▶ **EXERCISE REQUIREMENTS**
Nothing but the lines from the start of the records below through the line that has "## Why / Balance" should appear, each exactly as given.

▶ **INFORMATION PROVIDED**
PR #38696, opened 2025-07-02
LOOC Modifications

EmoGarbage404:
## About the PR

Makes LOOC a proper out-of-character channel, making it no longer appear above player's heads or use their in-game names.

## Why / Balance

LOOC is notoriously an IC malding channel to the point where it is painfully detrimental to any attempt to meaningfully RP in game. Rather than being used for actual light OOC chatting (i had some good dinner today, the weather has been nice, my gf just left me, etc.), it instead is almost exclusively used for either complaining about rule breaks, in-game changes, or other players.

This plainly is just frustrating as a player. Its existence basically just perpetuates toxicity which makes it extremely annoying to deal with.

This is due to the fact that it largely just resembles local chat. Rather than normal OOC chat, which uses your username and doesn't appear tied to a character, LOOC both uses your IC name (which doesn't make sense) but also appears above the player's head, further cementing it as an IC char--something it explicitly is not. This is to a point where i've heard people say that it actually refers to "light" OOC chat.

My goal is that by removing these more IC features, it'll push players to not use it for that type of discussion and ideally resolve things IC more.

## Technical details

basically just straight removal and very minor changing in some of the chat stuff.

## Media

image

## Requirements

## Breaking changes

Removed `SpeechBubble.SpeechType.Looc` and `LoocAboveHeadShow` CVAR.

**Changelog**
:cl:
- tweak: LOOC chat now uses your username rather than your character name. Additionally, it no longer appears above a character's head when they speak.

### DIFF
--- a/Content.Client/Chat/UI/SpeechBubble.cs
+++ b/Content.Client/Chat/UI/SpeechBubble.cs
@@ -25,7 +25,6 @@ namespace Content.Client.Chat.UI
             Emote,
             Say,
             Whisper,
-            Looc
         }
 
         /// <summary>
@@ -76,9 +75,6 @@ namespace Content.Client.Chat.UI
 
                 case SpeechType.Whisper:
                     return new FancyTextSpeechBubble(message, senderEntity, "whisperBox");
-
-                case SpeechType.Looc:
-                    return new TextSpeechBubble(message, senderEntity, "emoteBox", Color.FromHex("#48d1cc"));
 
                 default:
                     throw new ArgumentOutOfRangeException();
--- a/Content.Client/Options/UI/Tabs/MiscTab.xaml.cs
+++ b/Content.Client/Options/UI/Tabs/MiscTab.xaml.cs
@@ -45,7 +45,6 @@ public sealed partial class MiscTab : Control
 
         Control.AddOptionCheckBox(CVars.DiscordEnabled, DiscordRich);
         Control.AddOptionCheckBox(CCVars.ShowOocPatronColor, ShowOocPatronColor);
-        Control.AddOptionCheckBox(CCVars.LoocAboveHeadShow, ShowLoocAboveHeadCheckBox);
         Control.AddOptionCheckBox(CCVars.HudHeldItemShow, ShowHeldItemCheckBox);
         Control.AddOptionCheckBox(CCVars.CombatModeIndicatorsPointShow, ShowCombatModeIndicatorsCheckBox);
         Control.AddOptionCheckBox(CCVars.OpaqueStorageWindow, OpaqueStorageWindowCheckBox);
--- a/Content.Client/UserInterface/Systems/Chat/ChatUIController.cs
+++ b/Content.Client/UserInterface/Systems/Chat/ChatUIController.cs
@@ -890,11 +890,6 @@ public sealed partial class ChatUIController : UIController
             case ChatChannel.Emotes:
                 AddSpeechBubble(msg, SpeechBubble.SpeechType.Emote);
                 break;
-
-            case ChatChannel.LOOC:
-                if (_config.GetCVar(CCVars.LoocAboveHeadShow))
-                    AddSpeechBubble(msg, SpeechBubble.SpeechType.Looc);
-                break;
         }
     }
 
--- a/Content.Server/Chat/Systems/ChatSystem.cs
+++ b/Content.Server/Chat/Systems/ChatSystem.cs
@@ -619,7 +619,7 @@ public sealed partial class ChatSystem : SharedChatSystem
             return;
 
         var wrappedMessage = Loc.GetString("chat-manager-entity-looc-wrap-message",
-            ("entityName", name),
+            ("entityName", player.Name),
             ("message", FormattedMessage.EscapeText(message)));
 
         SendInVoiceRange(ChatChannel.LOOC, message, wrappedMessage, source, hideChat ? ChatTransmitRange.HideChat : ChatTransmitRange.Normal, player.UserId);
--- a/Content.Shared/CCVar/CCVars.Hud.cs
+++ b/Content.Shared/CCVar/CCVars.Hud.cs
@@ -13,9 +13,6 @@ public sealed partial class CCVars
     public static readonly CVarDef<bool> CombatModeIndicatorsPointShow =
         CVarDef.Create("hud.combat_mode_indicators_point_show", true, CVar.ARCHIVE | CVar.CLIENTONLY);
 
-    public static readonly CVarDef<bool> LoocAboveHeadShow =
-        CVarDef.Create("hud.show_looc_above_head", true, CVar.ARCHIVE | CVar.CLIENTONLY);
-
     public static readonly CVarDef<float> HudHeldItemOffset =
         CVarDef.Create("hud.held_item_offset", 28f, CVar.ARCHIVE | CVar.CLIENTONLY);
 


K-Dynamic:
Rip !edibles, good change otherwise

deathride58:
It'd probably be a good idea to make this behavior a cvar (with a server-side cvar taking priority over the client-side cvar for whether overhead LOOC should be disabled) rather than removing the capability outright from the codebase. 

While it's absolutely correct that LOOC rarely sees good-faith use in lower-RP environments (in LRP, it's almost exclusively used for salt), LOOC *does* see a higher rate of good-faith use (ie: LOOC being used to teach controls or give mechanical explanations to newer players) in higher-roleplay environments, which are more likely to want to keep this feature as-is.

ArcaneOcto:
How do I tell who is speaking with these changes? This also might make things like training new players a little bit harder. Personally, I definately I prefer the way it is. The benefits outweigh the salt imo. I think salty players would just mald in regular chat

Djungelskog2:
> How do I tell who is speaking with these changes? This also might make things like training new players a little bit harder. Personally, I definately I prefer the way it is. The benefits outweigh the salt imo. I think salty players would just mald in regular chat

they just have to read chat

Pumkin69:
I really don't know how i feel about this. I enjoy having conversations with friends in looc or simply saying something that i dont know how to say IN CHARACTER, OUT OF CHARACTER. It would make these extremely hard. Not to mention making teaching new players in game really difficult i genuinely think this is a massive net negative over positive. I get that mald in looc is bad but the amount of good things looc provides is very helpful especially with my point of teaching new players.

ArtisticRoomba:
> How do I tell who is speaking with these changes?

You don't know the character, same case with OOC channels. Except LOOC doesn't go to everyone (hence *Local* Out Of Character).

> This also might make things like training new players a little bit harder.

In my opinion, the learning curve is the same. Little Passenger will have the same difficulty in knowing what LOOC is whether the message shows above the head of the user or not.

> The benefits outweigh the salt imo. I think salty players would just mald in regular chat

LOOC has become the de-facto """acceptable""" chat to say literally anything in right now. This is coming from a long time Mander player, 95% of players do not use this channel properly and it largely leads to the instances described in the PR's  justification.

In general SS14 doesn't have very good roleplay standards compared to SS13, to the point where OOC as a channel is disabled until round end (though notably we do not have OOC/LOOC channel bans right now). In a good world, people abusing LOOC/OOC would just be automatically shunned for fail RP - right now it is casually used to freely disagree with a prison sentence and insult the officer tending to you.

> I enjoy having conversations with friends in looc

This won't really be impacted by the changes.

> simply saying something that i dont know how to say IN CHARACTER, OUT OF CHARACTER.

You are saying IC things OOC, which is just not good roleplay and against server rules for nearly any RP server. If you don't know how to say something IC... maybe your character should act stunned or act like they're at a *loss for words*.

Djungelskog2:
> I really don't know how i feel about this. I enjoy having conversations with friends in looc or simply saying something that i dont know how to say IN CHARACTER, OUT OF CHARACTER. It would make these extremely hard. Not to mention making teaching new players in game really difficult i genuinely think this is a massive net negative over positive. I get that mald in looc is bad but the amount of good things looc provides is very helpful especially with my point of teaching new players.

you hold those conversations elsewhere or pre/post-round, teaching new players would essentially be the same

Hitlinemoss:
I don't think this is a good change since it just makes "intended" usage of LOOC (teaching new players, remarking on weird bugs, saying you're going AFK, etc) more confusing, and it doesn't actually prevent people from using LOOC to complain anyway (if anything it might make people complain *more* because of the added layer of pseudo-anonymity).

MidZik:
I don't like losing the context of who is saying the LOOC chat. Everyone should understand that it's not your character saying it. But sometimes you want to give some OOC info or have an OOC question, and knowing which character it's related to is _useful_.

Someone is teaching me something and needs to tell me controls? I'm usually looking at their character, not the side bar. If they LOOC me the controls and it doesn't appear above their character, I'm going to miss it. Even if I _do_ catch the LOOC chat, the person saying it has changed and I have to jump through a pointless mental hoop to connect that the LOOC is related to what I'm being taught.

Spessman123 LOOC says they have to go AFK for a bit? Ok... who is that? It's way more useful to know which character said it than which player said it.

This change feels like it's cutting of the nose to spite the face. It adds more friction to using LOOC in all cases and I hardly think LOOC malding is going to decrease. I don't think they care if it's a "proper out-of-character" channel or not in the first place, to them it's probably just a place to vent about the injustices they are facing either way.

You can add the username to it if you want to make it "feel" more OOC, but I think taking away all the contextual information it currently gives would be a mistake.

whatston3:
Removing a way to express toxicity will not remove the toxicity.  Players will mald regardless, be it in IC or OOC chat - players' behaviour will still be an administrative issue, even if it isn't in moderating LOOC chat.
There's value in being able to follow a conversation, and showing who is sending the message is important to that.  That's not important for global OOC, but for local OOC, it is - if anything, show _both_ the username and the in-character name.

Suppose twenty people are in a room.  Somebody says something in LOOC.  With these changes, how do I even know who said it?

Admiral-Obvious-001:
The point of LOOC is that it's literally not the character saying it.

It's OOC, but Local. It shouldn't matter which character is saying jt, LOOC is not associated with the character, but the player (usually malding that sec searched them on green after they mag dumped the janitor with a Viper).

Chat appearing above the character, while convenient is also in my opinion part of why people are so incredibly oblivious to radio messages as well, but that's a seperate issue.

PicklOH:
As everyone else already said, this doesn't really solve any problems, it only makes things less intuitive for the _good_ uses of LOOC.

People who want to LOOC mald will continue to do so. This doesn't stop them, nor does it make it easier to ignore it. The relevant context behind "man this is such bullshit I only welderbombed why shitsec" is not hidden behind an IC name. If I see that message appear in my _local_ chat I probably know who it's from.

A much more robust solution to this would be LOOC muting. If someone is malding at me, let me mute them. This lets people shun the LOOC malders, as they should, while still enabling wanted discussions.

BigfootBravo:
Yeah, I could see this making it just a lot harder to tell who is saying what, often with important info. Others have also mentioned this, but informing others of controls or how to use different mechanics would be a lot harder if this info was shoved to the chat bar, in an easily missable location where it may be difficult to tell who they are referring to. 
Also as others have mentioned, it would be difficult to relay if you are experiencing a bug, have to go afk, or are asking a question, and it being coming from your character. It not saying who is saying the message in character, and it being only showed in the text log would make it difficult to relay potentially critical info in a timely manner, and would obscure who is saying it. I could even imagine some individuals using this semi-anonymity to OOC impersonate others, like say a prisoner/tider/whoever pretending to speak from a member of security's perspective to paint them in a negative light, which would only be able to be countered if someone is familiar with that player's OOC and IC name, so they can tell who is who.

I most often see LOOC being used to remark on bugs, clarify things, or explain controls or non-diegetic systems; I very rarely (compared to positive interactions) ever saw LOOC being used in negative or obstructive ways.

LOOC's current implementation allows for much good, and while it can allow some negative factors to propagate, its near constant benefits outweigh its occasional misuse. It is easy to use, easy to follow, and easy to comprehend for new and experienced players alike when relaying critical matters, be out-of-game circumstances, rule clarifications when someone is unsure on a matter, general guidance, and more.

Zalycon:
I share the sentiments of what others have said regarding this and how it would make teaching and most "good" uses of LOOC difficult or inconvenient. That is to say I agree with the said sentiments.

retequizzle:
i do think the username replacing the character name is a general step in the right direction towards anonymizing chat messages that may pertain to the round directly (a player asking, "How do I access my uplink?" should not have their IC name attached to it just as a degree of separation from being outed as a not-good-guy by merits of not knowing game mechanics) but i'm admittedly torn on the overhead message above the character issuing the LOOC message, because i can see how that _could_ be a learning aid for teaching new players. maybe a toggle in client settings would be a decent middleground on this - at least this way if a player wants to use LOOC as a teaching tool, they're not outright shafted by doing so.

now that i've spoken to the PR contents itself, i do want to bring up a separate point that may very well undermine this PR's entire premise: OOC's existence and why it's not used within rounds.

we've had to disable OOC from being used during rounds in general (and have had this set for at least the last two years barring an admin enabling it temporarily) **specifically because people abused it in the exact same way that emo outlined in the PR submission**, and the behavior has slowly been cropping up in LOOC with little being done about it because it's not logged and rarely gets ahelped about unless it's something egregious. i don't see how making these changes to LOOC addresses the underlying issue of the community not knowing what is and is not LOOC worthy (spoiler alert: bitching about the round or how someone is playing is never a reason to use LOOC and you're a tool if you do use it for that)

there's probably one of two ways to go about this and neither of them are really all that great - either we log LOOC chats as well and start issuing bans for LOOC abuse (which essentially puts us back where we were two years ago with OOC abuse) or we follow through with the spirit of the PR, and try to make some sort of attempt to separate LOOC chat from IC chat, whether it be a simple change like converting from IC names to usernames, disabling overhead LOOC message popups, or nuclear option of disabling LOOC entirely as well. 

there's also the option where we implement something akin to a whitelist for LOOC usage but frankly if we have to go that far to justify keeping LOOC intact then we lost the plot and should get rid of it anyway.

TrixxedHeart:
I agree 100% with making it use the player's username but also I think having LOOC over the head is important for the many reasons other people have already explained and I don't feel like bears repeating.

I think _just_ having the player's username alone being the one attached more directly gives a sense of more responsibility behind it. People will feel less like it's representing their mask and moreso themselves as a person and be a bit more accountable at the very least, maybe think twice hopefully. If not, people will know who to point and laugh at for being a malder without having to figure it out later.

ArcaneOcto:
I agree with what @TrixxedHeart is saying here. Switching to use the player username is a good feature I think. But removing the chat bubble is not great. The only way to solve the issue of malding is a robust and automatic reporting system. If someone is being a jerk in looc than they should get reported and be timed out from that chat. This PR feels too much like a band-aid to justify the drawbacks people have mentioned in this discussion.

Djungelskog2:
> I agree with what @TrixxedHeart is saying here. Switching to use the player username is a good feature I think. But removing the chat bubble is not great. The only way to solve the issue of malding is a robust and automatic reporting system. If someone is being a jerk in looc than they should get reported and be timed out from that chat. This PR feels too much like a band-aid to justify the drawbacks people have mentioned in this discussion.

some sort of admin help... or... Ahelp for short

BigfootBravo:
> I agree 100% with making it use the player's username but also I think having LOOC over the head is important for the many reasons other people have already explained and I don't feel like bears repeating.

This feels reasonable to me! Detaching it from the char name will make it feel less like an IC method of communication,  while still allowing for ease of use and understanding

Velken:
Just putting my opinion and what i see on Vulture regating how LOOC  is, for the most part, used for:
-Teach players about mechanics they don't know
-Talk about new updates (since not everyone reads the patch notes/follows the github PRs)
-Quick catch up with friends
-Explain to someone why they are/aren't allowed to do something
-Minor complaint about previous round stuff
-Comment about funny moment on previous round that other person has missed.
I'd like to add that, i see all thoses cases are fine for LRP use, since none of these conversations last longer than a few seconds.

LaCumbiaDelCoronavirus:
I like that it uses ooc usernames now but the justification isnt good since you should:

Make an attempt to change rules to solve a rules problem, not an attempt to do anything else unless its proven that previously changing rules did not work. 
And for admins, LOOC chat is already a distinct enough colour from other messages that its easy enough for the messages to not get drowned out, unless multiple people are abusing it, in which case _punish them_

<hr/>

Or even simply make the chat filter (the one in the chatbox where you can select what kinds of messages you want or dont want to hear) have an option for hiding overhead messages too

TrixxedHeart:
> Or even simply make the chat filter (the one in the chatbox where you can select what kinds of messages you want or dont want to hear) have an option for hiding overhead messages too

iirc the "hide LOOC chat bubbles" thing is something that currently exists in-game right now as an option.

slarticodefast:
Hmm, I think this change will be a little problematic. A common usecase of LOOC for me is teaching newer players. This is mostly done IC, but sometimes when they have trouble doing something I switch to LOOC saying something like "press that key to do that". At that point I don't expect them to also keep an eye on the chat window while actively trying out things and looking at my character to read what I'm explaining. The game has a steep learning curve and can be visually hard to parse sometimes. So I would prioritize the new player experience over potential abuse cases of LOOC.

Simyon264:
I have seen LOOC get abused for malding and/or IC content many times and it honestly breaks immersion.

LOOC chat is reserved for Out Of Character and seeing someone mald when getting arrested is not that. 

Using your username makes it more clear that it is not IC. 

As for removing the char bubbles: Chat bubbles will still connnect it with your character, which is what we want to avoid. More so, seeing 3 people converse in LOOC looks bad and encourages abuse.

Simyon264:
For teaching I would rather have mentorhelp implemented and a tutorial showing where LOOC chat shows up would also be preferable.

SlamBamActionman:
1. Make it a server-controlled cvar, it's easy and you'll mess with downstreams who benefit from the current system otherwise.
2. I am willing to try this, but I do not think it will solve LOOC malding. I am probably one of the few who strongly berates anyone for arguing Space Law/rules semantics in LOOC ("STOP TALKING IN LOOC, AHELP IT IF IT IS AN ISSUE"), and I expect those sorts of players are still gonna mald in LOOC with these changes. As long as the person they feel offended by sees it, the delivery mechanism won't matter much.

I have also used LOOC to great effect when teaching new players and I think this PR would be a step back in that regard. Sure, use IC when possible (not that new players really can tell the difference) but sometimes you just gotta explain in LOOC and the current version is really helpful in that regard. Should the new player experience be good enough to not require LOOC? Certainly. But that's a way bigger hill to climb.

I don't have any good solutions for the malding player LOOC issue off-the-cuff, and I do not think this is it. But we can always try it, it may have unexpected results.

SlamBamActionman (changes requested):
Make it a server cvar; doing a Request Changes so this doesn't get merged without it/someone explicitly overrules this request.

Hitlinemoss:
I'm seeing some people here mention the idea of keeping the name-over-head system and just changing it to use your username in chat instead of character name, but frankly I don't think that's a good idea either; usernames should probably be entirely hidden mid-round as a measure against metafriending/metagrudging.

Kowlin:
> 1. Make it a server-controlled cvar, it's easy and you'll mess with downstreams who benefit from the current system otherwise.
> 
>     2. I am willing to try this, but I do not think it will solve LOOC malding. I am probably one of the few who strongly berates anyone for arguing Space Law/rules semantics in LOOC ("STOP TALKING IN LOOC, AHELP IT IF IT IS AN ISSUE"), and I expect those sorts of players are still gonna mald in LOOC with these changes. As long as the person they feel offended by sees it, the delivery mechanism won't matter much.
> 
> 
> I have also used LOOC to great effect when teaching new players and I think this PR would be a step back in that regard. Sure, use IC when possible (not that new players really can tell the difference) but sometimes you just gotta explain in LOOC and the current version is really helpful in that regard. Should the new player experience be good enough to not require LOOC? Certainly. But that's a way bigger hill to climb.
> 
> I don't have any good solutions for the malding player LOOC issue off-the-cuff, and I do not think this is it. But we can always try it, it may have unexpected results.

I am with you on this one. In my **personal** opinion as a game admin, this will not solve the problem of LOOC arguments. I don't think this problem can be mechanically enforced.

superjj18:
This will force people to use IC chat to refer to the chatbox if a new player seems to be confused AND doesn't notice the chat.

"Check the skybox" 
either that or using /me


It's an issue I saw in GTARP a lot when dealing with new players.

PJB3005:
https://forum.spacestation14.com/t/looc-modifications/22004

FairlySadPanda:
Keeping character name as the LOOC name is preferable. Means someone can leak their user if appropriate (e.g. explaining they worked on a PR someone likes - happened to me chatting about scurrets and explaining them on Vulture) but they don't need to otherwise.

Agreed with PJB on not having LOOC as an aside. LOOC and LIC (local) are pretty much the same chat channel and should work similarly except for where LOOC should be accessible for someone when they obviously should not be able to speak in Local. That was IIRC how I did things in my attempt at chatfactor, certainly.

Having username leak into in-simulation logic at all is probably also a domain boundary breach. Usernames are things servers care about, not the game state.

Entvari:
Unsure if this has been stated before as this is a 2 gorrillion comment thread but the act of using usernames instead of IC names allows for metagrudging.
If I hate JohnSpessman123 for doing something I really don't like and I see his default character I am naturally inclined to treat him worse. But now if JohnSpessman123 uses a fresh character to prevent being tied to his reputation and ever chooses to use LOOC, even out of necessity (such as sleep bug), he outs who he is and is now vulnerable to metagrudge once again.
This strips a large chunk of the anonimity of your actions and characters, if someone hates you they don't need to wait until endround summary to complain, they can start the grudging during the match if you ever opt to use LOOC.

This is admittedly a more niche issue but it's a real one nonetheless.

▶ **RESPONSE TO THIS TASK**
PR #38696, opened 2025-07-02
LOOC Modifications

EmoGarbage404:
## About the PR

Makes LOOC a proper out-of-character channel, making it no longer appear above player's heads or use their in-game names.

## Why / Balance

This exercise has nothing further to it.